I am hoping to order (assuming quote is good) before end feb and avail of free dishwasher offer.  They have recommended fitters.  But the quality is main thing, certainly exceeded homeb*ase and I thought b&? were very poor value for money.  Also better than C&C.
(no affiliation by the way)


----------



## Sue Ellen

mercman said:


> Cash & Carry as a means of last resort. Their kitchens have no extra additional internal gizmos and their finish just doesn't appear to be as good as others.  Much better quality and value at In-House kitchens or B & Q.



Many different views to yours on Cash and Carry Kitchens in this previous thread.


----------



## derek_red

For the cheapest price i would recommend you start with a fitter, then where to buy it.

Most experienced fitters have accounts in the likes of In-House and will supply and fit the kitchen you want for cheaper than if you went and bought the product.

Any profit, made by the fitter, on discounts in buying the kitchen is cancelled when you buy it.


----------



## shaking

I have a cash and carry kitchen, got it about 4 years ago and am delighted with it they also fitted wardrobes for me too which are great.
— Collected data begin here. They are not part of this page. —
Issue #237, opened 2024-11-02
Create separate profile PDF for each profile family release (e.g., RVA23) not one PDF for all profiles in a family (e.g., RVA)


james-ball-qualcomm:
Appendices (e.g., instructions, CSRs) are a function of the profile family release each release needs to have its own PDF.

mipsrobert:
As both RVA23 and RVB23 are recently ratified, should not database be updated to reflect ratified specs?
I only see RVA, but not RVB.

james-ball-qualcomm:
Yes, that is the plan.

james-ball-qualcomm:
PR #249 fixed this.

Issue #58, opened 2024-10-02
Reduce duplicate code between Profiles and CRDs


james-ball-qualcomm:
There is a lot of duplication (copy and paste) between the Profiles and CRDs, both in Ruby classes and in the template files. Can we re-factor these to have a common parent class that Profiles and CRDs inherit from and then put duplicate template code into an include file that is included by both Profiles and CRDs?

james-ball-qualcomm:
Also found duplicate code in the profiles and CRD tasks.rake files.

james-ball-qualcomm:
Using "Portfolio" to described a named & versioned grouping of extensions (each with a name and version).

PR #242, opened 2024-11-02
238 missing recommendations in profiles and add extra notes to replace excluded extensions

james-ball-qualcomm:
Passes regression on local machine

### DIFF
--- a/.gitignore
+++ b/.gitignore
@@ -10,6 +10,7 @@
 diag-ditaa-*
 arch/manual/isa/**/riscv-isa-manual
 gen
+gen_expected
 node_modules
 _site
 images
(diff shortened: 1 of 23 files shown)


james-ball-qualcomm:
Passes. Also has commits from the fix for issue #58.

.gitignore
```diff
@@ -10,6 +10,7 @@
 diag-ditaa-*
 arch/manual/isa/**/riscv-isa-manual
 gen
+gen_expected
```
dhower-qc, line 13: What's `gen_expected` for? I don't see any other references to it.

backends/portfolio_doc/tasks.rb
```diff
@@ -0,0 +1,122 @@
+# frozen_string_literal: true
```
dhower-qc, line 1: What's this Rake file for? I think most of it is already present in `backends/crd_doc/tasks.rake`.

dhower-qc (changes requested):

backends/portfolio_doc/tasks.rb
james-ball-qualcomm: It was a work in progress. I've actually deleted it in my latest workspace. So, can we just ignore this for now and approve this PR since I'll be submitting a new PR for #237 soon anyways (which removes this file).

dhower-qc (approved):

PR #270, opened 2024-11-14
Add python env executables, pre-commit, and pyyaml

dhower-qc:


AFOliveira (approved):
I did a dummy python script on the rakefile

```
desc "Run Python with YAML import"
task :run_python do
  puts "Executing Python code..."
  python_code = <<~PYTHON
    import yaml
    import sys
    print("Python executing...", flush=True)
  PYTHON
  
  root_dir = File.expand_path('.')
  venv_python = File.join(root_dir, '.home', '.venv', 'bin', 'python3')
  
  puts "Using Python at: #{venv_python}"
  result = system venv_python, "-c", python_code
  if !result
    puts "Python command failed with exit code: #{$?.exitstatus}"
  end
end

```

It's working just fine! Thanks!

```
Executing Python code...
Using Python at: /home/afonsoo/derek/riscv-unified-db/.home/.venv/bin/python3
Python executing...

```

AFOliveira:
@dhower-qc can you merge this(or I also may if you are ok with it :)) so I can rebase #258 and finalize it?

PR #272, opened 2024-11-14
176 missing description for mip csr

### LINKED ISSUE #176: Missing description for mip CSR
image

james-ball-qualcomm:
Created $copy to copy string values like $ref. Added unit-level test. Fixed mie to be defined by Sm not I extension. Description for mip and mie is now shared mimicing ISA manual.

Fixes #176


arch/csr/mie.yaml
```diff
@@ -5,147 +5,8 @@ mie:
...
-    CSR instruction with a five-bit immediate.
-    ====
-
-    Restricted views of the `mip` and `mie` registers appear as the `sip`
-    and `sie` registers for supervisor level. If an interrupt is delegated
-    to S-mode by setting a bit in the `mideleg` register, it becomes visible
-    in the `sip` register and is maskable using the `sie` register.
-    Otherwise, the corresponding bits in `sip` and `sie` are read-only zero.
+  definedBy: Sm
+  description: "$copy: mip.yaml#/mip/description"
```
dhower-qc, line 9: why doesn't `$ref` work here? I think the intent is that it should, like so:

```yaml
description:
  $ref: "mip.yaml#/mip/description"
```

Further, we don't want $copy to be hidden in a string. Assuming we need to keep `$copy` for some reason, it should look like:

```yaml
description:
  $copy: "mip.yaml#/mip/description"
```

dhower-qc (changes requested):

arch/csr/mie.yaml
james-ball-qualcomm: I would have used $ref if it worked (it doesn't). That's because changing
   description: "foo"
to
   description:
      some-key: "foo"
would be changing "description" from a string to a hash and that would break everything using it (which it does).

james-ball-qualcomm:
I've merged in the changes made to the schema into this branch so it can be merged into main if you are happy with it.

arch/csr/mie.yaml
dhower-qc: we really don't want "$copy: blah" in a string, so at the very least that needs to change. The open question is whether or not we can just use $ref here; to me, it seems like we should.

dhower-qc:
As we discussed on the side, we need to get `$copy` as a key rather than hidden in a string.

james-ball-qualcomm:
I think this is ready to be merged into main after you review it.

dhower-qc (approved):

PR #275, opened 2024-11-17
Move definition of softfloat_roundPackToF32 before it is called.

ghost:
According to https://github.com/riscv-software-src/riscv-unified-db/blob/c55022788590a4601fba3957c2870ca31e0e4157/arch/prose/idl.adoc#compilation-order,

"The order of declaration is important in IDL (like C/C++, unlike Verilog). A variable, constant, or function must be declared before it is used."


dhower-qc:
Thanks for the detailed look! I need to update the IDL documentation -- the sentence you highlight:

> The order of declaration is important in IDL (like C/C++, unlike Verilog). A variable, constant, or function must be declared before it is used.

Is actually not true anymore. I've updated the compiler to load everything in a first pass before going into function bodies, so the syntactic order of functions is no longer important.

Let's keep this PR open, and I'll push the documentation changes in.

PR #301, opened 2024-11-22
Draft for PseudoInstructions

AFOliveira:
I have this format being automatically generated for all pseudo-instructions. Does this reflect the discussion we had on last week's meeting?

The corner case of conditional pseudo-instructions is not automatable.

### DIFF
--- a/arch/inst/I/pseudo/fence.tso.yaml
+++ b/arch/inst/I/pseudo/fence.tso.yaml
@@ -1,0 +1,20 @@
+# yaml-language-server: $schema=../../../schemas/inst_schema.json
+
+$schema: inst_schema.json#
+kind: pseudoinstruction
+name: fence.tso
+long_name: No synopsis available.
+description: |
+      No description available.
+definedBy: I
+assembly: xs1, xd
+origin_instruction: fence
+encoding:
+  match: 100000110011-----000-----0001111
+  variables:
+  - name: rs1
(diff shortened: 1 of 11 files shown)


AFOliveira:
> * `origin_instruction(s?)` should be an array so we can support the multi-inst sequences

Idk about how the backend would be easier, so just asking, but if we define them as you did couldn't we just add another entry? e.g.

```
origin_instructions:
- parent: { $ref: inst/I/add.yaml# }
  encoding:
    variables:
      rs1:
        const: 0
      rs2:
        const: 5
      rd:
        const: 0
- parent: { $ref: inst/I/other.yaml# }
  encoding:
    variables:
      rs1:
        const: 0
      rs2:
        const: 5
      rd:
        const: 0
``` 

> Let's make the instruction reference a $ref (I think we are moving that direction universally in the db).

Ok.


> Instead of capturing encoding/match, could we specify variable values of the parent instruction? I think it captures the same information but might be more informative to a reader. (not sold on this, just thinking out loud). 

I can do this, since it was already being done but in a different way for previous pseudoinstructions definition.

dhower-qc:
> Idk about how the backend would be easier, so just asking, but if we define them as you did couldn't we just add another entry? e.g.

Yep!

dhower-qc:
Closing for now, re-open if it becomes active

Issue #299, opened 2024-11-21
Establish versioning scheme


dhower-qc:
Right now, UDB is assuming that all version numbers follow SemVer. Unfortunately, this is not how RVI versions extensions.

Here is a proposal:

- By default, versions are always backward-compatible. That is, given versions A and B, if B > A, then B is compatible with A (but not vice versa).
- We will establish a mechanism to mark a breaking change in the version list of an extension. If a breaking change is noted, then that version and all higher-numbered versions are incompatible with all lower-numbered versions.

When specifying version requirements, we will can use the `~> A` operator to mean "any version >= A that is not incompatible with A". For example:

```
X ~> 1.2  # With no breaking change, will match 1.2, 1.3, 2.0, 3.1, ...   It will not match 1.0, 1.1
Y ~> 1.1  # Assume that Y version 1.4 is breaking. This will match 1.1, 1.1.1, 1.2, 1.3. It will not match 1.4, 2.0, ...
```

PR #302, opened 2024-11-22
Make ExtensionVersion a proper object in Ruby

dhower-qc:
Previously, we were dealing directly with the YAML


james-ball-qualcomm (approved):

james-ball-qualcomm:
Does this fix #299? Can we now close that issue?

dhower-qc:
No, this just makes the existing ExtensionVersion class more robust. It doesn't change how anything is interpreted.

Issue #314, opened 2024-11-26
Vector Load/Store Segment Instruction mnemonics are missing


BrianAnakPintar:
I was recently testing the results by converting the instructions from UDB to riscv-opcodes' format (#300) and one issue I noticed is that UDB seem to be missing several instructions. I am unsure whether there is a way to obtain these from existing instructions in the UDB or if we simply don't have a way to obtain them:

On the left is from UDB and on the right is riscv-opcodes'
<img width="1219" alt="Screenshot 2024-11-25 at 7 55 42 PM" src="https://github.com/user-attachments/assets/c6b7bd2e-d8bc-4508-9162-31c11e841cde">

There's a handful of these missing instructions, here's a few of them:
```json
"vloxseg8ei64_v": {
        "encoding": "111011-----------111-----0000111",
        "variable_fields": [
            "rs1",
            "vd",
            "vm",
            "vs2"
        ],
        "extension": [
            "rv_v"
        ],
        "match": "0xec007007",
        "mask": "0xfc00707f"
    },
"vsoxseg2ei16_v": {
        "encoding": "001011-----------101-----0100111",
        "variable_fields": [
            "rs1",
            "vm",
            "vs2",
            "vs3"
        ],
        "extension": [
            "rv_v"
        ],
        "match": "0x2c005027",
        "mask": "0xfc00707f"
    },
"vssseg8e8_v": {
        "encoding": "111010-----------000-----0100111",
        "variable_fields": [
            "rs1",
            "rs2",
            "vm",
            "vs3"
        ],
        "extension": [
            "rv_v"
        ],
        "match": "0xe8000027",
        "mask": "0xfc00707f"
    },
```

AFOliveira:
First, thank you so much for the verification.
I was looking to understand issues with the V extension (riscv/riscv-opcodes/issues/322) and your issue helped me to understand this, so thank you @BrianAnakPintar! 
What I now understand is that riscv-opcodes generates this instructions rather then describing them all individually, thus I was not able to fetch them.

Proposed solutions I see for this:

1. Create a back-end to expand instructions just like riscv-opcodes does.
2. Describe them all independently such as @BrianAnakPintar proposed in the beggining of the issue.

I am more inclined towards the 2, since I think it better serves the purpose of having a DB of instructions, but probably the argument to defend 1 is to avoid almost duplicated instructions since they only slightly differ from each other. 

I think doing 2 would be  relatively easy (probably doable until the end of the week).

[...]

Issue #300, opened 2024-11-22
Riscv-opcodes replacement


AFOliveira:
**Is your feature request related to a problem? Please describe.**
We have achieved riscv-opcodes source of information in terms of opcodes and variables, but we don't have it's outputs, which are the most valuable.

**Describe the solution you'd like**
We could create a way of generating the outputs that riscv-opcodes uses. From my experince the encoding.c is used for SPIKE and the .go is used by the Golang language.

**Describe alternatives you've considered**
I know there is someone assigned to generating the riscv-opcodes DB, but if we could produce it's outputs, we could propose to replace it entirely and in a short timespan

AFOliveira:
cc @dhower-qc @ThinkOpenly

ThinkOpenly:
@BrianAnakPintar, did you want to talk about what you are working on here?

BrianAnakPintar:
So there are several outputs generated by riscv-opcodes. Currently I have made a script which reads the instructions yaml files from unified db and produced one of the riscv-opcodes' output. I'm currently verifying to make sure the output is the same as riscv-opcodes's outputs.

Initially we tried recreating the original riscv opcodes DB, but soon found out that most of the data doesn't particularly follow a specific format strictly and could contain a lot of "edge cases". So we tried changing our focus into generating the output files instead which seems to be an easier task as they follow a specific format.

In terms of the outputs here's what is generated by riscv-opcodes.
- [x] instr_dict.json (currently verifying its output)
- [ ] encoding.out.h
- [ ] inst.go
- [ ] instr-table.tex
- [ ] priv-instr-table.tex
- [ ] inst.chisel
- [ ] inst.sverilog 
- [ ] inst.rs
- [ ] inst.spinalhdl

Once I'm done verifying the `json` output, I'm planning to see if we can generate `encoding.out.h` and the `inst.go` from the unified db.

dhower-qc:
IIRC, some (all?) of those files are created from a script in riscv-opcodes using instr_dict.json as input. Do I have that right? And, if so, can we just run that script from the UDB-generated instr_dict.json?

AFOliveira:
[...]

PR #316, opened 2024-11-26
Add V extension missing isntructions

AFOliveira:
Solves #314

PR #21, opened 2024-08-22
Added parse.py, constants.py and Makefile modifications to generate yaml files. 

AFOliveira:
I believe that this type of file organization is a good workaround to not having everything in the upstream repo yet.
This version still has some bugs namely on pseudoinstructions and on some assembly code. I will be working on those and I'll submit a new PR when they're solved.

PR #328, opened 2024-11-29
[Draft] Script to generate instr_dict.json from riscv-opcodes using UDB data

BrianAnakPintar:
This is a draft PR for #300 

I included a `instr_dict.json` which I generated from riscv-opcodes which has data as of Nov 28, 2024

There's 2 main scripts involved here.
1. `generate_instr_dict.py`: This script generates a file called `data.json` which is equivalent of the `instr_dict.json` from riscv-opcodes but using the data from UDB.
2. `sorter.py`: This script generates 2 files which sorts `data.json` and `instr_dict.json` to make it easier to diff the 2 files.

**Known issues:**
I use this [site](https://www.jstoolset.com/diff) to diff the 2 files and here are some immediate issues
1. Sometimes there are more extensions in UDB than there are in riscv-opcodes. For example the instruction `add.uw`. Iirc, this is because 1 extension encapsulates the other extension.
2. Missing instructions #314 
3. Unknown ways to get `variable_fields`. I'm unsure on how to handle some cases like `imm` where it can range from either `immxx` where `xx` is just the size of the range but also deal with cases where `imm` turns into `bimm12hi` and `bimm12lo` for instructions like `beq`. There are more cases of these.
4. `rori` contains incorrect encoding. I'll open a separate pull request for this.

These are currently the roadblocks that I am facing and I can't seem to resolve them. Feel free to give feedback or modify the script if necessary. 

There's also some redundant functions such as `find_first_match` which I previously used but no longer require, but I kept it for now in case anyone finds it useful. I also tried adding types to most of these functions to make it easier to follow through.

### DIFF
--- a/opcodes_maker/generate_instr_dict.py
+++ b/opcodes_maker/generate_instr_dict.py
@@ -1,0 +1,148 @@
+from typing import List, Dict
+import os
+import yaml
+import json
+
+
+def range_size(range_str: str) -> int:
+    try:
+        end, start = map(int, range_str.split('-'))
+        return abs(end - start) + 1
+    except ValueError:
+        return 0;
+
+reg_names = {'qs1', 'qs2', 'qd',
+             'fs1', 'fs2', 'fd'}
+
+def GetVariables(vars: List[Dict[str, str]]):
+    var_names = []
+    for var in vars:
+        var_name = var['name']
+        if var_name in reg_names:
+            # Since strings are immutable.
+            lst_var_name = list(var_name)
+            lst_var_name[0] = 'r'
+            var_name = "".join(lst_var_name)
+        elif var_name == "shamt":
+            size = range_size(var['location'])
+            if size == 5:
+                var_name = "shamtw"
+            elif size == 6:
+                var_name = "shamtd"
+        var_names.append(var_name)
+    var_names.reverse()
+
+    return var_names
+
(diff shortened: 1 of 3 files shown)


AFOliveira:
I think this a great step towards making the UDB an even better source of information!

Answering you points:

1. I think this is supposed to happen, maybe if we are trying to replicate exactly what riscv-opcodes generates, we can simply exclude it on the script - IDK if there are any advantages in doing so.
2. This is supposed to be fixed as soon as #316 is merged.
3. Variable description is still a WiP and therefore all this names might change soon. However, if you want to do it for current version: riscv-opcodes has a mapping in which it does the translation of those fields into more readable (and parseable) names - https://github.com/riscv/riscv-opcodes/blob/9226b0d091b0d2ea9ccad6f7f8ca1283a3b15e88/constants.py#L88C1-L148C1. Moreover, you can either check https://github.com/drom/riscv/blob/master/lib/fieldo.js for more info or my own draft PR in this repo https://github.com/riscv-software-src/riscv-unified-db/pull/21 to see how I did the mapping from riscv-opcodes to current format- might help in encrypting back to riscv-opcodes.  
4. This is a great catch. Thanks!

On another note, when this turns into a non-draft PR, I don't think that .json file should be merged in.

As I previously said, this is truly a great step towards the right direction, thank you!

dhower-qc:
closing from inactivity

Quite a few people I know have gone with C&C and I haven't heard any complaints.


----------



## JoeB

For run of the mill chipboard or MDF kitchens (i.e same as C&C or In House) you could try Woodworkers.ie in Harolds Cross, Dublin... they may be more competative on price but I'm not sure.

Derek_Red is correct in saying that fitters with accounts may get anywhere from 10% to 30% discount on retail prices... also people in the trade may get similar discounts on appliances, including high end appliances like Neff, Gorenje or Smeg.

Cheers
Joe


----------



## rdg041173

I'd avoid all flat packed kitchens or products that are built in Ireland, unfortunately they are poor quality. A tip would be take the shelves out if they are raw chipboard on the back run a mile, the same with the back of the units if they aren't sealed your asking for trouble as soon as moisture gets into the chipboard.

Good luck


----------



## Determined

Town and country in glasnevin have done both kitchen and bedroom in both mine and my mothers, no connection just decent honest service ask for Micheal


----------



## DerUnkle

i've been at kube, Tierneys and woodcraft in the last few weeks. 

Kube are very nice kitchens but the extra's do add up with them, like the glass doors - larder units - corner units etc. The quality of the extra's is good but the price isn't great. Also you do all your own measurements so if you make a mistake then you have a problem. Payment terms - 100%, 10 days before delivery..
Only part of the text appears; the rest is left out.